Tod & Hughston GR Intro: FRW Metric Derivation w/ R=6k or R=3k?

[binbagsss]

I'm looking at Tod and Hughston Introduction to GR and writing the metric in the two forms;

[1]##ds^{2}=dt^{2}-R^{2}(t)(\frac{dr^{2}}{1-kr^{2}}+r^{2}(d\theta^{2}+sin^{2}\theta d\phi^{2}))##

[2] ##ds^{2}=dt^{2}-R^{2}(t)g_{ij}dx^{i}dx^{j}##

where

##g_{ij}dx^{i}dx^{j}=d\chi^{2}+\chi^{2}(d\theta^{2}+sin^{2}\theta d\phi^{2}) ## for ##k=0##
##=d\chi^{2}+sin^{2}\chi{2}(d\theta^{2}+sin^{2}\theta d\phi^{2}) ## for ##k=1##
##=d\chi^{2}+sinh^{2}\chi{2}(d\theta^{2}+sin^{2}\theta d\phi^{2}) ## for ##k=-1##

Now in solving for the form [2] Tod computes the Ricci scalar of ##ds^{2}=d\chi^{2}+f^{2}(\chi)(d\theta^{2}+sin^{2}\theta d\phi^{2})## and finds ##R=-(2\frac{f''}{f}-\frac{1}{f^{2}}+\frac{(f')^{2}}{f^{2}}## then integrates, uses ##R=3k## and solves for all 3 cases ##k=0,\pm 1##.

My question

##R=3k## doesn't seem right to me, since in 3-d space we can write ##R_{ab}=2kg_{ab}##. Of course you could just define a constant ##K=2k##, but it uses the constant ##k## in the FRW metric of the form [1] not ##k##, comparing to Introduction to GR lecture notes by sean M.Caroll,I thought that this should be ##R=6k##

...In Caroll's notes he uses ##R_{ab}=2kg_{ab}## in the derivation and gives the FRW metric the same as in form [1] with small ##k##. So it doesn't look as though Tod has used ##K=2k##.
Can anyone help explain how Tod uses ##R=3k##?

Thanks.

 

[PeterDonis]

I thought that this should be ##R=6k##

That's what I get when I compute the Ricci scalar for the spatial part of [1] (i.e., the part inside the parentheses after ##R^2(t)## ).

Tod computes the Ricci scalar of ##ds^{2}=d\chi^{2}+f^{2}(\chi)(d\theta^{2}+sin^{2}\theta d\phi^{2})## and finds ##R=-(2\frac{f''}{f}-\frac{1}{f^{2}}+\frac{(f')^{2}}{f^{2}}##

When I compute the Ricci scalar for this, I get twice the answer you are giving from Tod.
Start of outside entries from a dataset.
PR #555, opened 2024-07-16
[CARE-5752] Feature - Implement settings menu for coverage cards

kudlajz:
Implements settings menu for coverage cards and tweaks its styling to somewhat mimic the bookmark cards.

Screenshot 2024-07-16 at 18 34 59


packages/slate-editor/src/extensions/coverage/lib/getCoverageImageUrl.ts
```diff
@@ -0,0 +1,22 @@
...
+const IMAGE_WIDTH = 580 * 2;
+
+export function getCoverageImageUrl(coverage: CoverageEntry): string | null {
+    if (coverage.attachment_oembed && coverage.attachment_oembed.thumbnail_url) {
+        return coverage.attachment_oembed.thumbnail_url;
+    }
+
+    if (coverage.attachment) {
+        try {
+            const image = UploadcareImage.createFromPrezlyStoragePayload(coverage.attachment as UploadedImage);
```
kudlajz, line 14: I've noticed the `attachment` is actually of type `UploadedFile` so the previous condition where we checked if it's an `UploadcareImage` failed, because the object doesn't have `effects` and other image properties, so thumbnails were not working at all.

I guess we still need that check because `attachment` can be a non-image file in which case it's not possible to display however I wonder why we're not using the `UploadedImage` structure for image files.

Is this a bug in the API? 🤔

MohammadxAli (approved):

fgyimah (approved):
👍🏾

packages/slate-editor/src/extensions/coverage/lib/getCoverageImageUrl.ts
e1himself: But it's `attachment`, not cover image. It can be a PDF file, MP3 or a video file.

kudlajz: Yeah, I've realised that, but the problem is that we were trying to render the `attachment` as a thumbnail if it's an image, but even if you upload an image itself, the API will return the payload without the `effects` and other image-specific properties so the condition will never be fulfilled.

e1himself: > but even if you upload an image itself, the API will return the payload without the effects and other image-specific properties so the condition will never be fulfilled.

Ah, that... In that case yeah, we can consider this as a bug in the API.

packages/slate-editor/src/extensions/coverage/components/CoverageElement.tsx
```diff
@@ -35,8 +37,9 @@ export function CoverageElement({
     dateFormat,
     element,
     fetchCoverage,
+    onEdit,
 }: Props) {
-    const editor = useSlateStatic();
+    const editor = useSlate();
```
e1himself, line 42: Just curious what was the reason for this change?

e1himself (approved):

packages/slate-editor/src/extensions/coverage/components/CoverageElement.tsx
kudlajz: I saw that some components were using `useSlate` and some were using `useSlateStatic` and I wasn't sure what's the difference there, so I made it consistent with the `CoverageMenu`.

However I've checked the docs and I see that `useSlateStatic` does not trigger a re-render when there are changes in the editor, as oposed to `useSlate` which does.

To be honest, I'm not really sure which one is the correct one to use? 🤔 I guess it's better to use `useSlateStatic` in most cases to prevent re-renders?

e1himself: If short, you want to use `useSlate()` if your component depends on the editor state (like `children` or `selection`) -- to re-render it when the state changes, and `useSlateStatic()` when all you want is imperative API (to query and modify editor state _in response to user actions_).

kudlajz: Ah, makes sense, thanks for explaining it 👍

packages/slate-editor/src/extensions/coverage/lib/getCoverageImageUrl.ts
kudlajz: Checked with @pestaa and turns out frontend was sending the `UploadcareFile` payload instead of `UploadcareImage` payload if attachment was an image 🥲 

So any past uploaded attachments will not have the image-specific properties until https://github.com/prezly/prezly/pull/15053 is deployed.

Either way, I think this should still work as the `UploadcareImage` component should throw an error if it's not possible to construct the object from the given payload.

I'll test this to make sure.

PR #558, opened 2024-07-18
[CARE-5694][CARE-1580] Feature - Implement improved version of [+] button

MohammadxAli:
## Mentions Dropdown (Removed `react-bootstrap` usage)

https://github.com/user-attachments/assets/d32bd5dd-d13c-4bd3-855f-389be25fd386

## New [+] menu

- Changed icons
- Improved styles
- Removed `react-bootstrap` usage

https://github.com/user-attachments/assets/0c522e0f-2003-4c41-a723-e3e64ac39572


babel.config.json
```diff
@@ -4,19 +4,42 @@
...
+                                    "overrides": {
+                                        "removeViewBox": false,
+                                        "cleanupIds": false
+                                    }
+                                }
+                            }
+                        ]
+                    }
+                }
+            }
```
MohammadxAli, line 26: This took me a while to understand how to properly deactivate cleaning up ids plugin of SVGO, if you're  interested to know why is this needed, please see: https://github.com/prezly/slate/pull/477#discussion_r1304336589

packages/slate-editor/.svgo.yml
```diff
@@ -1,2 +0,0 @@
-plugins:
```
MohammadxAli, line 1: This doesn't work, see my other comment.

packages/slate-editor/src/extensions/mentions/components/MentionsDropdown.tsx
```diff
@@ -97,3 +96,21 @@ export const MentionsDropdown = <V extends object>({
         </ul>
     );
 };
+
+function MenuItem({
+    active,
+    children,
+    className,
+    ...props
+}: ComponentPropsWithRef<'li'> & { active?: boolean }) {
```
e1himself, line 105: > `ComponentPropsWithRef`

Hm... I wonder if this is necessary. `ref` is not a normal property, and can be assigned to any element without declaring it.

Moreover, you will never receive the `ref` value here, as a property. So you want a way to forward the ref of the `li` it will not work this way. You either need `forwardRef()`, or use a different property name (like `innerRef`, or something).

e1himself (approved):

packages/slate-editor/src/extensions/mentions/components/MentionsDropdown.tsx
MohammadxAli: Ah good catch, there's also another type called [`ComponentPropsWithoutRef`](https://stackoverflow.com/a/73050903/6622233), I guess I'll need to use that.

e1himself: We usually use `HTMLAttributes` in such cases. Here I'd define it as `HTMLAttributes<HTMLLIElement>`.

Makefile
```diff
@@ -0,0 +1,14 @@
+.PHONY: watch clean fresh
+
+clean:
```
kudlajz, line 3: There's already a clean script in package.json, why do we have this one here and why is it different?

kudlajz (approved):

Makefile
MohammadxAli: It's not very different honestly, during linking/unlinking deleting `node_modules`, `.turbo` and `build` recursively is something I do a lot so I thought it's probably good to have it solved with a `make` task.

Basically it's the same but doesn't depend on `rimraf`. Should I remove it?

kudlajz: I don't know 🙂 I've just installed `rimraf` globally and then it's not a problem to run `pnpm clean` whenever needed. So not sure if we need a Makefile that kinda does the same thing 🤔

MohammadxAli: You're right :) Dropped it in favor of `npm` scripts.

PR #559, opened 2024-07-19
[CARE-5777] Fix - Change the [+] button to the "new" variants

MohammadxAli:
### Default

image

### Hover

image

### Open

image

---

### Default

image

### Hover

image

### Open

image


packages/slate-editor/src/extensions/floating-add-menu/components/Plus.module.scss
```diff
@@ -0,0 +1,18 @@
+@use "sass:math";
```
kudlajz, line 1: 🤔

kudlajz (approved):

PR #3199, opened 2024-02-26
Update manifest file to use net462 instead of net45

dscpinheiro:
## Description
Updates the generator to create `net462` projects instead of `net45`. I also modified a few other projects so that the service solutions could compile successfully (e.g. CRT extensions, Core, etc...)

Example of generated changes for one service: https://github.com/aws/aws-sdk-net/commit/249bf2add1344d9c179891e75af8ba8153ccbc93

## Testing
- Ran generator locally: `msbuild .\buildtools\build.proj /t:run-generator`
- Built extensions package and confirmed it contained `net462` assets: `dotnet msbuild .\buildtools\build.proj /t:package-crt-extensions`
- Built service solutions: `dotnet build -c Release .\sdk\src\Services\AccessAnalyzer\AccessAnalyzer.sln` and `dotnet build -c Release .\sdk\src\Services\S3\S3.sln`

## Screenshots (if appropriate)
Solution after renaming and changing the target framework for the `net45` projects:

> Note: This solution is missing the `AWSSDK.IntegrationTests.Service.NetFramework` project. Those files are not generated automatically, I'll handle them in a separate PR as this one was already getting somewhat large (probably at the same time when modifying the hand-written test projects such as `sdk\test\CSMTest`).

net462-solution

## License
- [X] I confirm that this pull request can be released under the Apache 2 license

PR #3202, opened 2024-02-27
Update integration test projects to target net462

dscpinheiro:
## Description
Follow-up of https://github.com/aws/aws-sdk-net/pull/3199, updates the integration test projects (which are not generated) to target `net462`. Apologies for the number of files, but I had to make the same changes to around 60 services.

I also intentionally didn't modify the `sdk\test\CSMTest` solution, will handle it in a separate PR.

## Testing
- Ran generator locally: `msbuild .\buildtools\build.proj /t:run-generator`
- Built solutions for services that contain integration tests: `dotnet build -c Release .\sdk\src\Services\APIGateway\APIGateway.sln` and `dotnet build -c Release .\sdk\src\Services\S3\S3.sln`

## License


sdk/test/Services/AutoScaling/IntegrationTests/Config/462/App.config
```diff
@@ -0,0 +1,51 @@
+<?xml version="1.0" encoding="utf-8"?>
```
dscpinheiro, line 1: I don't know why, but in some places this diff seems to think a new file was added (when what happened instead was I renamed them from `45/App.config` to `462/App.config`, like this: https://github.com/aws/aws-sdk-net/pull/3202/files?diff=split&w=1#diff-8ddb50d4f9f3924b59e5f4a683dfc3c2c7b4bea75991dbaa3169a3cdcb88ee04).

sdk/test/Services/AutoScaling/IntegrationTests/Config/462/App.config
```diff
@@ -0,0 +1,51 @@
...
+          <!--<add name="console" type="System.Diagnostics.ConsoleTraceListener" traceOutputOptions="DateTime"/>-->
+          <add name="console" type="AWSSDK_DotNet.IntegrationTests.Utils.ConsoleTraceListener, AWSSDK.IntegrationTestUtilities.NetFramework"/>
+        </listeners>
+      </source>
+    </sources>
+  </system.diagnostics>
+  <aws correctForClockSkew="true">
+    <s3 useSignatureVersion4="true"/>
+    <dynamoDB>
+      <dynamoDBContext>
```
dscpinheiro, line 28: But speaking of configs, all of them include this `dynamoDBContext`... Should this only be included in the DynamoDB projects?

sdk/test/IntegrationTests/Tests/462/Test462.cs
```diff
@@ -17,7 +17,7 @@
 namespace AWSSDK_DotNet.IntegrationTests.Tests
 {
     [TestClass]
-    public class Tests45
+    public class Tests462
```
normj, line 20: Should we just name this to TestsNetFramework?

sdk/test/Services/AutoScaling/IntegrationTests/Config/462/App.config
normj: I assume this is a leftover artifact of when the integ tests were all in a single project and we used tooling to split up the tests. Would make sense to only be in DynamoDB test projects but doesn't hurt.

normj (approved):

sdk/test/Services/AutoScaling/IntegrationTests/Config/462/App.config
dscpinheiro: Got it. I ended up removing the `dynamoDB` section for all other services (https://github.com/aws/aws-sdk-net/pull/3202/commits/7ecbfa0fc6a7d97fa430a6c633e096888c9cf9c7) to avoid confusion later.

normj (approved):

afroz429 (approved):

PR #3203, opened 2024-02-28
Validate security credentials obtained from Instance Metadata Service

opottone:
## Description

Getting security credentials from Instance Metadata Service fails when an EC2 instance does not have permissions to assume a role. When that happens, we get a very unhelpful error message `Value cannot be null. (Parameter 'awsAccessKeyId')` Do response validation so that we get better exception message.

So it looks to me like Tod is dividing by 2 somewhere in order to equate his answer for [2] with R = 3k for [1].

 

[binbagsss]

That's what I get when I compute the Ricci scalar for the spatial part of [1] (i.e., the part inside the parentheses after ##R^2(t)## ).
When I compute the Ricci scalar for this, I get twice the answer you are giving from Tod. So it looks to me like Tod is dividing by 2 somewhere in order to equate his answer for [2] with R = 3k for [1].

Thanks for your reply. I can't see at all where Tod is dividing by 2 though.
Could the answer possibly lie in the fact that simulatenously rescaling:
##k \to k/| k/##
##r \to \sqrt{| k|} r ##
##a \to a/\sqrt{|k|} ##
The FRW metric is unchanged?
If it could however, I'm unsure how to justify explicitly.
Thanks.

 

[PeterDonis]

Could the answer possibly lie in the fact that simulatenously rescaling:
##k \to k/| k/##
##r \to \sqrt{| k|} r##
##a \to a/\sqrt{|k|}##
The FRW metric is unchanged?

I don't see how that would account for the factor of 2. I don't have Tod and Hughston, so I can't say where the discrepancy arises.

 

[binbagsss]

I don't suppose anyone else has any ideas on where this extra factor of 2 is coming from?
Is it possible that ##\chi## could have been re-scaled such that solving the case ##R=3k## is the same as solving for ##R=6k##.